「リトルファームHOMMOKUもくり」を訪問しました
猛暑の8月2日、横浜市の中心部に近い中区本牧地区の住宅街を歩いていくと小さな看板が出ていました。細い脇道を抜けると目の前に色とりどりの花やハーブ、野菜畑の緑・緑・緑の風景が広がります。住宅街の中なのに、レトロな赤い屋根の建物と相まって、懐かしいようなほっとする不思議な感覚にとらわれる場所でした。
「リトルファームHOMMOKUもくり」運営委員会代表の今関喜代子さんにお話を聞きました。
(大池玲奈)
懐かしいおばあちゃんの家に帰ってきたような雰囲気の室内。クーラーはないが、緑の庭を通ってきた風が吹き抜ける。
◆空き家提供を受けて
2016年末に「WEショップ」が加盟する商店会の会長さんから「空き家になっている実家を地域のために使ってほしい」と相談されたことが発端です。畑をやってみたいというメンバーがいたので、みんなで草ぼうぼうだった庭を掘り返し、石を除き、畑に整備。2017年はきゅうり、ミニトマト、ナスなどが大豊作。順調に野菜が育ったことに気を良くして本格的に活動の検討を始めました。

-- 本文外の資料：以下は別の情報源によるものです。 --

PR #1447, opened 2021-08-10
Default FelixConfiguration RouteTableRange when using AWS CNI

tmjd:
## For PR author

- [ ] Tests for change.

## For PR reviewers

- [ ] Appropriate labels:

### DIFF
--- a/pkg/apis/crd.projectcalico.org/v1/felixconfig.go
+++ b/pkg/apis/crd.projectcalico.org/v1/felixconfig.go
@@ -213,7 +213,7 @@ type FelixConfigurationSpec struct {
 	// set to false. This reduces the number of metrics reported, reducing Prometheus load. [Default: true]
 	PrometheusProcessMetricsEnabled *bool `json:"prometheusProcessMetricsEnabled,omitempty"`
 	// PrometheusReporterPort specifies the TCP port on which to report denied packet metrics.
-	PrometheusReporterPort *int `json:"prometheusReporterPort"`
+	PrometheusReporterPort *int `json:"prometheusReporterPort,omitempty"`
 
 	// FailsafeInboundHostPorts is a comma-delimited list of UDP/TCP ports that Felix will allow incoming traffic to host endpoints
 	// on irrespective of the security policy. This is useful to avoid accidentally cutting off a host with incorrect configuration. Each
--- a/pkg/controller/installation/core_controller.go
+++ b/pkg/controller/installation/core_controller.go
@@ -215,6 +215,12 @@ func add(mgr manager.Manager, r *ReconcileInstallation) error {
 		return fmt.Errorf("tigera-installation-controller failed to watch KubeControllersConfiguration resource: %w", err)
 	}
 
+	// Watch for changes to FelixConfiguration.
+	err = c.Watch(&source.Kind{Type: &crdv1.FelixConfiguration{}}, &handler.EnqueueRequestForObject{})
+	if err != nil {
+		return fmt.Errorf("tigera-installation-controller failed to watch FelixConfiguration resource: %w", err)
+	}
+
 	if r.enterpriseCRDsExist {
 		// Watch for changes to primary resource ManagementCluster
 		err = c.Watch(&source.Kind{Type: &operator.ManagementCluster{}}, &handler.EnqueueRequestForObject{})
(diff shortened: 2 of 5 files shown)


tmjd:
This will also need a docs PR to add `create` permissions to `felixconfigurations`. Operator already has patch, list, get, and watch.

petercork (commented):
LGTM (spending some time testing too)

pkg/apis/crd.projectcalico.org/v1/felixconfig.go
```diff
@@ -213,7 +213,7 @@ type FelixConfigurationSpec struct {
 	// set to false. This reduces the number of metrics reported, reducing Prometheus load. [Default: true]
 	PrometheusProcessMetricsEnabled *bool `json:"prometheusProcessMetricsEnabled,omitempty"`
 	// PrometheusReporterPort specifies the TCP port on which to report denied packet metrics.
-	PrometheusReporterPort *int `json:"prometheusReporterPort"`
+	PrometheusReporterPort *int `json:"prometheusReporterPort,omitempty"`
```
tmjd, line 216: Without this the operator was getting errors when trying to create the FelixConfiguration with no PrometheusReporterPort value.

tmjd: This also seems to match what is latest in [tigera/api](https://github.com/tigera/api/blob/master/pkg/apis/projectcalico/v3/felixconfig.go#L311)

mikestephen:
The operator sets FELIX_ROUTETABLERANGE for GKE to 10-250 here, I wonder will GKE need the same treatment that AWS CNI gets in this PR?

https://github.com/tigera/operator/blob/5cfdc2734a474fce64b284240dba9894c8f2433c/pkg/render/node.go#L1286

pkg/controller/installation/core_controller.go
```diff
@@ -1354,6 +1359,37 @@ func (r *ReconcileInstallation) validateTyphaCAConfigMap() (*corev1.ConfigMap, e
...
+// otherwise a patch will be performed.
+func (r *ReconcileInstallation) setDefaultsOnFelixConfiguration(ctx context.Context, install *operator.Installation, fc *crdv1.FelixConfiguration, create bool, log logr.Logger) error {
+	// If we're using the AWS CNI plugin we need to ensure the route tables that calico-node
+	// uses do not conflict with the ones the AWS CNI plugin uses so default them
+	// in the FelixConfiguration if they are not already set.
+	if install.Spec.CNI.Type == operator.PluginAmazonVPC {
+		if fc.Spec.RouteTableRange == nil {
+			patchFrom := client.MergeFrom(fc.DeepCopy())
+			fc.Spec.RouteTableRange = &crdv1.RouteTableRange{
+				Min: 31,
```
robbrockbank, line 1373: Is this range correct - curious to understand where these numbers are derived from.

Depending on which version of the VPC CNI plugin I'm looking at, I see table indexes being assigned based on:
- The ENI device number + 1   (and I think we can have up to 4x15 devices for p4d.24xlarge)
- The VLAN table ID + 100

robbrockbank: ^^^ it's also possible that my code searching in the plugin was flawed... so I could be totally out there!

robbrockbank: Also, worth including any details in the comment here about this range.

mikestephen (approved):
LGTM!

pkg/controller/installation/core_controller.go
```diff
@@ -1002,19 +1002,24 @@ func (r *ReconcileInstallation) Reconcile(ctx context.Context, request reconcile
 		}
 	}
 
+	// Fetch any existing default FelixConfiguration object.
+	felixConfiguration := &crdv1.FelixConfiguration{}
+	fcErr := r.client.Get(ctx, types.NamespacedName{Name: "default"}, felixConfiguration)
```
caseydavenport, line 1007: nit, but can we just use `err` here? It's confusing to have multiply named error vars when logically they aren't needed (unless for some reason it is needed here?)

caseydavenport: Just a reminder we'll need to update the OSS RBAC since I don't believe it has felixconfig Get in it right now.

pkg/controller/installation/core_controller.go
```diff
@@ -1354,6 +1359,59 @@ func (r *ReconcileInstallation) validateTyphaCAConfigMap() (*corev1.ConfigMap, e
...
+			// - The VLAN table ID + 100 (there is doubt if this is true)
+			fc.Spec.RouteTableRange = &crdv1.RouteTableRange{
+				Min: 65,
+				Max: 99,
+			}
+		}
+	case operator.PluginGKE:
+		if fc.Spec.RouteTableRange == nil {
+			updated = true
+			// Don't conflict with the GKE CNI plugin's routes.
```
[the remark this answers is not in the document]
caseydavenport: Ah I see, this was just replacing what had previously been done via an env var for compatibility.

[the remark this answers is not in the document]
tmjd: I don't know. I was just copying what I moved from the previous value that was being added as an Env Var.

caseydavenport (approved):
We should probably move the felixconfiguraiton watch outside of the EE only branch.

Don't need to re-review though.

商店会やボランティアの有志を中心に運営委員会を立ち上げ、空き家活用を区役所に相談。空き家対策NPOを紹介され、学習会なども実施。商店会の工務店や畳店などの協力を得て耐震補強し床を張替え、みんなで古い玄関戸や窓枠、柱、天井等をピカピカに磨き、壁を塗り、見違えるようになりました。家財道具などの寄付もあり、大ぜいの協力を得て2018年10月にオープンしました。
◆もくりの活動
利用料200円で何時間でもいられる、というのが基本です。あとは場所貸しや自主企画の習い事(手芸と書道)。忍者教室をやったこともあります。自分の持っているスキルをワンコイン程度の受講料で提供してくれる方に講師をお願いしています。
コロナ禍前は畑で採れた野菜を使いみんなでご飯をつくって食べる活動をやっていましたが、現在はお休み中。商店会にあるコミュニティカフェの協力で、「もくり」の庭で採れた夏みかんのマーマレードや野菜で資金集めをしています。2020年はみんなでマスクも作りました。

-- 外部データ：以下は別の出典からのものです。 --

PR #1448, opened 2021-08-10
Refactor Calico renderer

caseydavenport:
## Description

This is probably not the ideal end state, but I think it's better than
what we have today.

Main goal is to remove some of the extra layering in the Calico
rendering logic, and to make ever so slightly a more clean split between responsibilities
of the controller and those of the renderer.

Should make it easier to add / remove arguments to the render code as
well without needing to change a ton of different places.

## For PR author

- [ ] Tests for change.

## For PR reviewers

- [ ] Appropriate labels:


pkg/controller/installation/core_controller.go
```diff
@@ -931,12 +935,37 @@ func (r *ReconcileInstallation) Reconcile(ctx context.Context, request reconcile
 
 	var typhaNodeTLS *render.TyphaNodeTLS
 	if instance.Spec.CertificateManagement == nil {
+		// First, attempt to load TLS secrets from the cluster, if any exist.
```
caseydavenport, line 938: I need to revisit this since I don't think I fully understand how it was working before, but it seemed like we had a strange split of TLS secret generation between the controller and the render package.

The approach I'm trying to move towards would to have the controller be responsible for generating the secrets when needed, and caching them in its own namespace. It can pass them as inputs to the render package, which can then modify / move them to the correct destination namespace and return them for installation into the cluster.

pkg/controller/utils/utils.go
```diff
@@ -51,6 +51,7 @@ const (
 )
 
 var DefaultInstanceKey = client.ObjectKey{Name: "default"}
+var CalicoEnterpriseInstsanceKey = client.ObjectKey{Name: "calico-enterprise"}
```
caseydavenport, line 54: Whoops, this shouldn't be here.

pkg/render/apiserver.go
```diff
@@ -249,7 +249,7 @@ func (c *apiServerComponent) Objects() ([]client.Object, []client.Object) {
 		globalObjects = append(globalObjects, c.apiServiceRegistration(c.tlsSecrets[0].Data[APIServerSecretCertName]))
 	} else {
 		namespacedObjects = append(namespacedObjects, c.apiServiceRegistration(c.installation.CertificateManagement.CACert))
-		globalObjects = append(globalObjects, CsrClusterRoleBinding(csrRolebindingName(c.installation.Variant), rmeta.APIServerNamespace(c.installation.Variant)))
+		globalObjects = append(globalObjects, CSRClusterRoleBinding(csrRolebindingName(c.installation.Variant), rmeta.APIServerNamespace(c.installation.Variant)))
```
caseydavenport, line 252: Just a nit cleanup to fix capitalization.

pkg/render/render_test.go
```diff
@@ -38,6 +38,41 @@ import (
 	rmeta "github.com/tigera/operator/pkg/render/common/meta"
 )
 
+// allCalicoComponents takes the given configuration and returns all the components
+// associated with installing Calico's core, similar to how the core_controller behaves.
+func allCalicoComponents(
```
caseydavenport, line 43: This is a dummy test function that mimics what we used to do for `render.Calico` - I think we can probably just remove this test code after these changes, but wanted to keep it around for testing purposes.

tmjd: Another option would be to move these to be tests in core_controller_test and have the tests be more end-to-end (because it is also through the reconcile). Just a thought.

tmjd (commented):
I'm not a huge fan of structs to pass args but this definitely will make testing better.

I kind of liked the render/render 'wrapper' since it bundled the whole calico component but do like cutting out that middle man.

I'm definitely a fan of what you suggested for the Secrets.

caseydavenport:
> I'm not a huge fan of structs to pass args but this definitely will make testing better.

It will make adding new config substantially easier as well - adding a new field to pass to the Node rendered required touching a ton of different places (the intermediate function, the intermediate struct, the node function, the node struct, the controller).

A struct will cut out a ton of those.

pkg/render/node.go
```diff
@@ -61,61 +65,64 @@ var (
...
-	clusterDomain           string
-	nodeImage               string
-	cniImage                string
-	flexvolImage            string
-	certSignReqImage        string
-	nodeReporterMetricsPort int
-	bgpLayoutHash           string
-	logCollector            *operator.LogCollector
+	// Input configuration from the controller.
+	cfg *NodeConfiguration
```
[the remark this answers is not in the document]
caseydavenport: we probably could do something like that, but not sure what it would buy us?

pkg/controller/installation/core_controller.go
```diff
@@ -1097,7 +1093,51 @@ func (r *ReconcileInstallation) Reconcile(ctx context.Context, request reconcile
...
+		LogCollector:            logCollector,
+		BirdTemplates:           birdTemplates,
+		TLS:                     typhaNodeTLS,
+		ClusterDomain:           r.clusterDomain,
+		NodeReporterMetricsPort: nodeReporterMetricsPort,
+		BGPLayouts:              bgpLayout,
+		NodeAppArmorProfile:     nodeAppArmorProfile,
+		MigrateNamespaces:       needNsMigration,
+	}
+	components = append(components, render.Node(&nodeCfg))
```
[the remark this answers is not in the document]
caseydavenport: I don't think it matters, but happy to put Typha first anyway.

pkg/controller/installation/core_controller.go
Brian-McM: Agreed, I think this is where we decided to go after that operator meeting like 2 months ago.

pkg/controller/installation/core_controller.go
```diff
@@ -1048,43 +1077,10 @@ func (r *ReconcileInstallation) Reconcile(ctx context.Context, request reconcile
...
-	if err != nil {
-		log.Error(err, "Error with rendering Calico")
-		r.SetDegraded("Error with rendering Calico resources", err, reqLogger)
-		return reconcile.Result{}, err
-	}
-
+	// Render namespaces for Calico.
 	components := []render.Component{}
+	components = append(components, render.Namespaces(&instance.Spec, pullSecrets))
+
```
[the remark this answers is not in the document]
tmjd: I think that also is what is the cause of the failing tests.

pkg/render/render_test.go
caseydavenport: These tests are super horrible and brittle, I am finding out. They have a lot of assertions of the form "expected 30 to be 29" without any indication of which resource was extra / missing.

I think they probably need a heavy re-write, but for now I am trying to keep them in place and get them passing.

pkg/render/render_test.go
```diff
@@ -267,6 +396,10 @@ func componentCount(components []render.Component) int {
 	for _, c := range components {
 		objsToCreate, _ := c.Objects()
 		count += len(objsToCreate)
+		glog.Printf("Component: %s\n", reflect.TypeOf(c))
```
caseydavenport, line 399: Makes it easier to debug these tests when they fail - prints out each component and the resources emitted.

caseydavenport:
@tmjd @Brian-McM I think this one is good to go now - got all the tests passing, just a few minimal adjustments to the tests themselves to pass more realistic data and adjust expectation ordering now that some things are created in a different order - e.g., rather than all secrets and configmaps coming first, the ones in `tigera-operator` come first and the ones in `calico-system` now get created with the components that require them.

tmjd (commented):
One thing, not a big deal if you don't agree.
I think the current implementation has the correct behavior.

pkg/render/kube-controllers_test.go
```diff
@@ -167,9 +183,14 @@ var _ = Describe("kube-controllers rendering tests", func() {
 		}
 
 		instance.Variant = operator.TigeraSecureEnterprise
-
-		component := render.KubeControllers(k8sServiceEp, instance, true, nil, nil, &internalManagerTLSSecret, &elasticsearchSecret, &kibanaSecret, nil,
-			true, dns.DefaultClusterDomain, &kubeControllersUserSecret, 9094)
+		cfg.LogStorageExists = true
```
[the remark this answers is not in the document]
caseydavenport: lol yeah, it was a real pain trying to go through each of these tests and determine which config options were being set and which weren't.

pkg/controller/installation/core_controller.go
```diff
@@ -931,12 +935,37 @@ func (r *ReconcileInstallation) Reconcile(ctx context.Context, request reconcile
...
+		// First, attempt to load TLS secrets from the cluster, if any exist.
+		typhaNodeTLS, err = r.GetTyphaNodeTLSConfig()
 		if err != nil {
 			log.Error(err, "Error with Typha/Felix secrets")
 			r.SetDegraded("Error with Typha/Felix secrets", err, reqLogger)
 			return reconcile.Result{}, err
 		}
+
+		if typhaNodeTLS.CAConfigMap == nil || typhaNodeTLS.TyphaSecret == nil || typhaNodeTLS.NodeSecret == nil {
+			// Unable to find at least one necessary bit of TLS config. Generate new ones ourselves.
```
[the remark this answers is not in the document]
caseydavenport: I think I agree with you, but I'd also rather save this for another rainy day if possible. 

I don't really like the way the existing code combines fetching the existing resources with validation, but it's a bit much for me to unpick right now!

> Maybe the validation should be pulled out of the GetTyphaNodeTLSConfig and the new function could return if the TLS info needs to be created and an err on the validation result?

:100: - or something like this. Split out the querying from the validation.

Brian-McM:
This looks pretty good to me but @tmjd has been doing the fine grained review so I'll leave it for his approval. 

The only comment I had, which is just a comment and not something that we should do anything about (since you already have this amazing work completed), is a limitation of the config struct solution. We still have required variables, and in general I think it's nice when required variables are part of the function definition (it acts a a validation that it's set). The major problem was with "optional" arguments, of which there were many. This is obviously 1000 times better then what we had, and this is a very very minor thing that's not worth addressing since you have this.

caseydavenport:
> We still have required variables, and in general I think it's nice when required variables are part of the function definition (it acts a a validation that it's set). The major problem was with "optional" arguments, of which there were many

Yeah, I definitely spotted this problem myself when implementing this. Something I'll think about building on in the future!

tmjd (approved):
LGTM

枝豆や珍しい種類のインゲン、ピーマン、ミニトマトなどが育つ畑。手作りのピザ窯もある。
◆みんなで一緒につくる居場所
空き家の提供から始まった居場所なので、いろんな人にこの場所を好きに使ってほしいと思っています。どんどん新しい人が入って、やりたいことをやってほしい。
現在運営委員は10人ですが、世代交代も進んでいます。今後の組織づくりをどうするかを思案中です。

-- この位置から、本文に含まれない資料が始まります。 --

PR #4420, opened 2026-02-10
ev-6393

rene-dekker:
Openshift uses older CRDs than us. The Scheme field is incompatible. Luckily, there is an alternative way for setting the scheme as per their documentation:
```
  // Supported values are `HTTP` and `HTTPS`. You can also rewrite the
  // `__scheme__` label via relabeling configuration.
  // If empty, the value defaults to `HTTP`.
  // +kubebuilder:validation:Enum=http;https;HTTP;HTTPS
```

```release-note
Use backwards compatible schema configuration for prometheus endpoints on Openshift.
```

### DIFF
--- a/pkg/render/monitor/monitor.go
+++ b/pkg/render/monitor/monitor.go
@@ -607,7 +607,12 @@ func (mc *monitorComponent) prometheus() *monitoringv1.Prometheus {
 						Name:      CalicoNodeAlertmanager,
 						Namespace: &promNamespace,
 						Port:      intstr.FromString("web"),
-						Scheme:    ptr.To(monitoringv1.SchemeHTTP),
+						RelabelConfigs: []monitoringv1.RelabelConfig{
+							{
+								TargetLabel: "__scheme__",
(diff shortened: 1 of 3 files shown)


pkg/render/monitor/monitor.go
```diff
@@ -1473,10 +1513,18 @@ func (mc *monitorComponent) externalServiceMonitor() (client.Object, bool) {
 	var needsRBAC bool
 	endpoints := make([]monitoringv1.Endpoint, len(mc.cfg.Monitor.ExternalPrometheus.ServiceMonitor.Endpoints))
 	for i, ep := range mc.cfg.Monitor.ExternalPrometheus.ServiceMonitor.Endpoints {
+		relabelConfigs := ep.RelabelConfigs
+		if len(relabelConfigs) == 0 {
+			relabelConfigs = []monitoringv1.RelabelConfig{
```
hjiawei, line 1518: > ineffectual assignment to relabelConfigs (ineffassign)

「もくり」をよく利用する子どもたちが提案し、近くの小学校2年生のクラスが野菜づくりの勉強に来たこともあるそうです。当日は「その子たちがドヤ顔で先頭を歩いてきたのよ(笑)」という今関さんの言葉は、「もくり」があの地域に根付いていることが感じられて印象的でした。「居場所はここだけじゃなくていい。地域にたくさんあることが大事」とおっしゃっていました。